Изменить размер шрифта - +
Теперь это начало отвергнуто, [признано противным правам человечества, лишено покровительства законов,] и, стало быть, понятия и требования, им порожденные и воспитанные, находят себе осуждение в том самом, что прежде служило им оградою. Теперь дело литературы – преследовать остатки крепостного права в общественной жизни и добивать порожденные им понятия, [возводя их к коренному их началу]. Марко Вовчок, в своих простых и правдивых рассказах, является почти первым и весьма искусным борцом на этом поприще. В последних своих рассказах он даже не старается, как в прежних, выставлять перед нами преимущественно то, что называется обыкновенно «злоупотреблением помещичьей власти». Что уж толковать о злоупотреблении того, что само по себе дурно [, – о злоупотреблении пьянства или воровства, например]! Что уж говорить о таких явлениях, к которым подавало повод крепостное право, но без которых оно могло иногда и обходиться! Нет, автор берет теперь нормальное положение крестьянина у помещика, не злоупотребляющего своим правом, и кротко, без гнева, без горечи рисует нам это [грустное, безотрадное] положение. И из этих очерков, – в которых каждый, кто хоть немного имел дело с русским народом, узнает знакомые черты, – из этих очерков восстает перед нами характер русского простолюдина, сохранивший основные черты свои посреди всех обезличивающих, давящих [, убивающих] отношений, которым он был подчинен в течение нескольких столетий.

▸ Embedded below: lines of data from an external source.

Issue #1233, opened 2024-10-25
Requiring --skip_rubocop in command line parameters causes script failure when Rails < 7.2


louis-antonopoulos:
The [web.rb](https://github.com/thoughtbot/suspenders/blob/7cb8ebdbf28f768b1f45d80c7aea7b39595d80fb/lib/install/web.rb#L25) script fails when running versions of Rails before 7.2 because `--skip_rubocop` is not a valid option, and so it is not parsed.

#1223 added a requirement to specify the `--skip_rubocop` parameter to resolve #1221.

louis-antonopoulos:
(identified while pairing with @stevepolitodesign)

stevepolitodesign:
I think we have a few options here:

- We could update the README by encouraging users to use the latest version of Rails.
- We could return early in the [application template](https://github.com/thoughtbot/suspenders/blob/main/lib/install/web.rb) if the detected version is below `7.2`

louis-antonopoulos:
I'm going to be opening a PR to return early as you suggest!

PR #1237, opened 2024-10-31
Require Rails 7.2 in web template

louis-antonopoulos:
**This PR:**
- Closes [Issue 1233: Requiring --skip_rubocop in command line parameters causes script failure when Rails < 7.2](https://github.com/thoughtbot/suspenders/issues/1233)


lib/install/web.rb
```diff
@@ -10,6 +10,20 @@ def node_version_unsupported?
...
+  return if version.blank?
+
+  Gem::Version.new(version)
+end
+
+def rails_version_unsupported?
+  minimum_rails_version = Gem::Version.new("7.2.0")
+
+  rails_version < minimum_rails_version
+end
```
stevepolitodesign, line 25: I experimented with this locally, and we have access to [`Rails#gem_version`](https://api.rubyonrails.org/classes/Rails.html#method-c-gem_version) in the template. This is neat because it returns the [version](https://api.rubyonrails.org/classes/Rails.html#method-c-version) as an instance of `Gem::Version`.

```suggestion
def rails_version_unsupported?
  Rails.gem_version < Gem::Version.new("7.2.0")
end
```

louis-antonopoulos: That's great and cleaned this up a lot! `Rails.gem_version` implemented in 62105edb3fc797c0f6ec983d50988ad4176f9b96.

louis-antonopoulos: Make that 67f7a30fa6d0ec9055edce5f15bac1f5d41f0526.

slickepinne (commented):
What do you think of also updating the README to name `Rails ~> 7.2.0` instead of `Rails ~> 7.0` as a requirement for new applications? Or a note that this is the minimum version for new applications?

PR #1239, opened 2024-11-29
Add support for Rails 8.0

### LINKED ISSUE #1213: Prepare for Rails 8
With the upcoming release of [Rails 8](https://github.com/rails/rails/issues?q=is%3Aopen+is%3Aissue+milestone%3A8.0.0), we might want to consider re-generating the [Engine](https://guides.rubyonrails.org/engines.html) to extract the [dummy app](https://guides.rubyonrails.org/engines.html#testing-an-engine). This way, our tests are running against a Rails 8 dummy app, and might catch regressions.

nickcharlton:
Here, we loosen the constraints to allow us to use Rails 8.0, and update the `dummy` app so that we're testing against Rails 8.0.

Closes #1213.


stevepolitodesign:
Just noting we might want to make this a feature branch, as I suspect we'll need to create several commits to complete this effort. Similar to how we handled the re-write in #1135

stevepolitodesign:
Noting, we'll also want to update the README.

nickcharlton:
I'd apparently forgotten that this had failing lint and test runs, so I've just fixed those.

As this is, it'd be helpful to squash these commits into one, well-written one and then merge it. There are other changes we know we want to make to Suspenders, some of which would be worth doing before cutting a release, but doing it that way will be much more straightforward than doing another approach.

stevepolitodesign (approved):

PR #1241, opened 2024-12-05
Add option to install local build

stevepolitodesign:
In the process of supporting Rails 8 via #1213, we realized we needed to
install a local build.

This commit simply introduces a `--suspenders-local` option, and
documents how to build locally.

Co-Authored-By: Nick Charlton <nick@nickcharlton.net>


lib/install/web.rb
```diff
@@ -27,6 +27,8 @@ def apply_template!
       gem_group :development, :test do
         if ARGV.include?("--suspenders-main")
           gem "suspenders", github: "thoughtbot/suspenders", branch: "main"
+        elsif ARGV.include?("--suspenders-local") && ENV["SUSPENDERS_LOCAL_PATH"]
+          gem "suspenders", path: ENV.fetch("SUSPENDERS_LOCAL_PATH")
```
stevepolitodesign, line 31: This feels a little redundant. Would this be better?

  ```suggestion
        elsif ENV["SUSPENDERS_LOCAL_PATH"].present?
          gem "suspenders", path: ENV.fetch("SUSPENDERS_LOCAL_PATH")
```

Then, we could omit `--suspenders-local` altogether.

 ```
 SUSPENDERS_LOCAL_PATH=/path/to/suspenders \
  rails new app_name \
  --skip-rubocop \
  --skip-test \
  -d=postgresql \
 ```

Comment (nickcharlton) [reply lib/install/web.rb:31]: Could we just let it use any path you give it to the template? Do you know if we have the value of `-m` at this point?

I'm thinking you could do something like this then:

```
value_of_m = "https://raw.githubusercontent.com/thoughtbot/suspenders/main/lib/install/web.rb"
uri = URI.parse(value_of_m)

if uri.kind_of? URI::Generic
  gem "suspenders", path: File.expand_path(value_of_m)
end
```

[This is just playing around with a URL parsing example](https://stackoverflow.com/a/13041565)

stevepolitodesign:
This is no longer relevant thanks to the [latest release.](https://github.com/thoughtbot/suspenders/releases/tag/v20251219.0). We can run `bin/qa` locally.

PR #1244, opened 2024-12-06
Generate Gemfile entry with version constraint

seanpdoyle:
When generating a new application by loading the template over HTTP, specifying `gem "suspenders"` without a version constraint results in the resolution of an extremely outdated version ([v0.2.4][]).

When omitting the `--suspenders-main` argument, include a version constraint to use a version that is at least `3.0.0`.

[v0.2.4]: https://github.com/thoughtbot/suspenders/tree/v0.2.4


lib/install/web.rb
```diff
@@ -28,7 +28,7 @@ def apply_template!
         if ARGV.include?("--suspenders-main")
           gem "suspenders", github: "thoughtbot/suspenders", branch: "main"
         else
-          gem "suspenders"
+          gem "suspenders", "> 20240101"
```
stevepolitodesign, line 31: I _think_ I tried (and failed) to see if I could do this dynamically by including `Suspenders::Version` in this file, and then doing something like this:

```suggestion
          gem "suspenders", "> #{Suspenders::VERSION}"
```

The problem is that when this file is invoked, it's outside the context of Suspenders, so if Suspenders is not installed on the system, it will error.

seanpdoyle: Right, this is a Ruby file executed in its own environment without access to Bundler or other dependencies. I chose `20240101` because its a lower limit on the possible values (versions starting with the `2024`-prefix), not necessarily because it's a valid version that has a release.

stevepolitodesign: > this is a Ruby file executed in its own environment without access to Bundler or other dependencies

I wonder if we could do something similar to the [Rails reproduction scripts](https://guides.rubyonrails.org/contributing_to_ruby_on_rails.html#create-an-executable-test-case), but for now, this works.

stevepolitodesign: As an aside, I thought [leaving off the version meant we'd download the latest version](https://thoughtbot.com/blog/a-healthy-bundle#versionless)?

seanpdoyle: > I wonder if we could do something similar to the [Rails reproduction scripts](https://guides.rubyonrails.org/contributing_to_ruby_on_rails.html#create-an-executable-test-case)

While that might increase the runtime of `rails new`, that might be worthwhile, since it's (ideally) only executed once per project.

> As an aside, I thought [leaving off the version meant we'd download the latest version](https://thoughtbot.com/blog/a-healthy-bundle#versionless)?

Ideally, that would be true. In practice, `rails new` would consistently install `v0.2.4`.

test/generators/suspenders/install/web_generator_test.rb
```diff
@@ -12,6 +12,14 @@ class WebGeneratorTest < Rails::Generators::TestCase
         setup :prepare_destination
         teardown :restore_destination
 
+        test "generates Gemfile entry with version constraint" do
+          with_database "postgresql" do
+            run_generator
+          end
+
+          assert_file "Gemfile", /gem "suspenders", "> 20240101"/
+        end
```
stevepolitodesign, line 21: Were you able to get this to pass locally? I'm having some local dependency issues, so I can't verify this locally.

That being said, the file we're modifying in this commit is `lib/install/web.rb`, which is not a generator, but the application template.

This test is  responsible for testing [`Suspenders ::Generators::Install:: WebGenerator`](https://github.com/thoughtbot/suspenders/blob/include-gemfile-version/lib/generators/suspenders/install/web_generator.rb), which doesn't install Suspenders.

stevepolitodesign: Unfortunately, we don't have any coverage for `lib/install/web.rb`.

Issue #1243, opened 2024-12-05
New Rails 8 applications generate two CI files


stevepolitodesign:
Relates to #1213 

We create files that end in `.yaml`, and Rails created files that end in `.yml`

https://github.com/thoughtbot/suspenders/blob/bad1d016796223729d713d06261dd722c5dae56f/lib/generators/suspenders/ci_generator.rb#L17-L18

stevepolitodesign:
I think we can rely on the `dependabot.yml` file generated by Rails, but need to replace the `ci.yml` file generated by Rails.

nickcharlton:
Oh yeah, weird. I _thought_ I always used the longer form, but I seem to use the three letter variant.

I also prefer to use either `main.yml` or `tests.yml` instead of `ci.yml` for the name. My thinking here is that "CI" is meaningless in this context, all the files are "CI" as we've come to understand that term.

Then I'll have different files so that we break out the feedback you get on the GitHub statuses view:

* tests
* linting
* bundle audit
* etc

stevepolitodesign:
We could call `--skip-ci` when running [rails new](https://edgeguides.rubyonrails.org/command_line.html#rails-new) to make it simpler for use to maintain these files.

> I also prefer to use either main.yml or tests.yml instead of ci.yml for the name. My thinking here is that "CI" is meaningless in this context, all the files are "CI" as we've come to understand that term.
>
> Then I'll have different files so that we break out the feedback you get on the GitHub statuses view:

It looks like having one file will still break out each task into its own status. Below is a screenshot from a personal project that is using the stock CI file from Rails. 

![CleanShot 2024-12-06 at 09 27 23](https://github.com/user-attachments/assets/ec93f5cf-e284-4ec7-b36b-5137ca559208)

nickcharlton:
Yeah, I'd expect it break things out like that. Much of my intention from breaking out the files is to not have horribly long YAML files which are tricky to understand.

nickcharlton:
I've opened #1246, #1247 to try and address both of the cases mentioned here.

It doesn't look like we've got any more YAML files, so merging both of those should wrap this issue up.

PR #1246, opened 2025-01-31
Switch to using yml for generated yaml files

nickcharlton:
See: #1243


stevepolitodesign (approved):
We might need to remove the [`github/workflows/ci.yml`](https://github.com/rails/rails/blob/main/railties/lib/rails/generators/rails/app/templates/github/ci.yml.tt) that ships with Rails, but that can be task for a separe commit.

PR #1247, opened 2025-01-31
Remove dependabot config in favour of upstream

nickcharlton:
Rails has started providing a `dependabot.yml` file, so instead of maintaining our own we can rely on that instead.

See: #1243


stevepolitodesign (approved):
Thank you!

На некоторые черты этого характера мы и хотим теперь обратить внимание.

 

Известно, что о русском народе существует два мнения, противоположные друг другу в самом корне. Одни полагают, что русский человек ни на что сам по себе не годится и представляет не более, как нуль: если подставить к нему какие-нибудь [иностранные] цифры, то выйдет что-нибудь, а если нет, так он и останется в полнейшем ничтожестве. Другие, напротив, имеют о русских то же понятие, какое имеют насчет; обезьян некоторые простолюдины, уверяющие, что обезьяна все понимает и говорить умеет, только из хитрости скрывает свои дарования. У нас, видите ли, что ни мужик, то гений; мы неучены, да нам и науки никакой не нужно, – русский мужик топором больше сделает, чем англичане со всеми их машинами; все он умеет и на все способен, да только, – не знаю уж почему, – не показывает своих способностей. Эти два мнения многими распространяются не только на Великую, но и на Малую и Белую Россию и на все славянское племя. Первое мнение, как известно, теперь уже отстало: оно процветало до 1812 г. Отечественная война показала нам, что мы такое есть на свете, и мы до того прониклись славою двенадцатого года, что наконец сделали-таки его смешным – и у себя и перед иностранцами. [Таким образом, в одной карикатурной истории России, изданной во Франции во время восточной войны, Олег идет на Константинополь с криком: «Не посрамим русской земли, умрем за веру и отечество! Мы те же герои, что и в 1812 году!» То же кричит и Игорь и Святослав и т. д.] Действительно, двенадцатый год сделался для нас неисчерпаемым источником самохвальства и заменою всех добродетелей. Толкуют нам о взятках, а мы вспоминаем двенадцатый год, [указывают на комиссариат – мы обращаемся к двенадцатому году,] говорят о движении идей – мы сейчас же к двенадцатому году и к Пушкину… Так было до 1857 года, в конце которого появились первые официальные распоряжения об освобождении крестьян[4 - Имеются в виду рескрипты Александра II от 20 ноября и 6 декабря 1857 г. на имя Виленского и С.-Петербургского генерал-губернатора об «улучшении быта крепостных крестьян».]. Тут общество осмотрелось и, все продолжая восхищаться Пушкиным и двенадцатым годом, сделало, однако же, более точное определение своих мнений. Оно нашло, что двенадцатый год, как и Пушкин, не принадлежит всему народу без исключения, что не всякая голь перекатная способна понимать прелесть «Евгения Онегина», да не всем поголовно принадлежит и заслуга [вымораживания] французов.